EXERCISE OBJECTIVE — How does the data below read from its first line through the line containing "Fixes OS#13115740."? Print those lines exactly.

SUPPLIED MATERIAL —
=======
PR #3499, opened 2017-08-09
Retain subclass valueinfo while optimizing BailOnNotObject in OptTagChecks

meg-gupta:
Fixes OS#13115740.

In OptTagCheks currently, the valueinfo is being replaced by a new valueinfo changing the valuetype turning off Bits::CanBeTaggedValue for a BailOnNotObject instruction.
The initial valueInfo can be an IntRange ranging from 0 - INT_MAX for something like an array length. If the array length symbol is the opnd of BailOnNotObject then, the valueInfo will change to INT_MIN to INT_MAX.
Avoid this by preserving the subclass info while changing the value type.
```
function test0() {
  var ui16 = new Uint16Array();
    for (var _strvar0 in ui16) {
      litObj1.prop0 = ui16.length; // Array Length int specialized with int range 0 - INT_MAX
      if (litObj1.prop0.prop0) { // Generates BailOnNotObject on array length and force sets the value info to INT_MIN - INT_MAX
        ui16.length; // We end up with a negative lower bound on array length, assertion is fired during typespec
      }
    }
}
```

### DIFF
--- a/lib/Backend/GlobOpt.cpp
+++ b/lib/Backend/GlobOpt.cpp
@@ -2820,7 +2820,9 @@ GlobOpt::OptTagChecks(IR::Instr *instr)
             {
                 if (valueType.CanBeTaggedValue())
                 {
-                    ChangeValueType(nullptr, value, valueType.SetCanBeTaggedValue(false), false);
+                    // We're not adding new information to the value other than changing the value type. Preserve any existing
+                    // information and just change the value type.
+                    ChangeValueType(nullptr, value, valueType.SetCanBeTaggedValue(false), true /*preserveSubClassInfo*/);
                     return false;
                 }
                 if (this->byteCodeUses)
--- a/test/Bugs/rlexe.xml
+++ b/test/Bugs/rlexe.xml
@@ -355,4 +355,9 @@
       <files>bug11026788.js</files>
     </default>
   </test>
+  <test>
+    <default>
+      <files>valueInfoLossBug.js</files>
+    </default>
+  </test>
 </regress-exe>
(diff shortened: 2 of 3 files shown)


lib/Backend/GlobOpt.cpp
```diff
@@ -2820,7 +2820,9 @@ GlobOpt::OptTagChecks(IR::Instr *instr)
             {
                 if (valueType.CanBeTaggedValue())
                 {
-                    ChangeValueType(nullptr, value, valueType.SetCanBeTaggedValue(false), false);
+                    // We're not adding new information to the value other than changing the value type. Preserve any existing
+                    // information and just change the value type.
+                    ChangeValueType(nullptr, value, valueType.SetCanBeTaggedValue(false), true);
```
rajatd: Add a test if you have one.

meg-gupta: Added test.

rajatd: >ChangeValueType [](start = 20, length = 15)

The fix by itself seems good. There are other usages of this method that may need fixing or at least understanding why they do not 'preserveSubClassInfo'. Also could you pass the last parameter as "true /*preserveSubClassInfo*/" ?

rajatd:
:shipit:

lib/Backend/GlobOpt.cpp
meg-gupta: Done. I'll try to understand the other usages, some atleast can be elevated to true from the first look.

meg-gupta:
Thanks for reviewing!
=======
SOLUTION TO THIS EXERCISE —
PR #3499, opened 2017-08-09
Retain subclass valueinfo while optimizing BailOnNotObject in OptTagChecks

meg-gupta:
Fixes OS#13115740.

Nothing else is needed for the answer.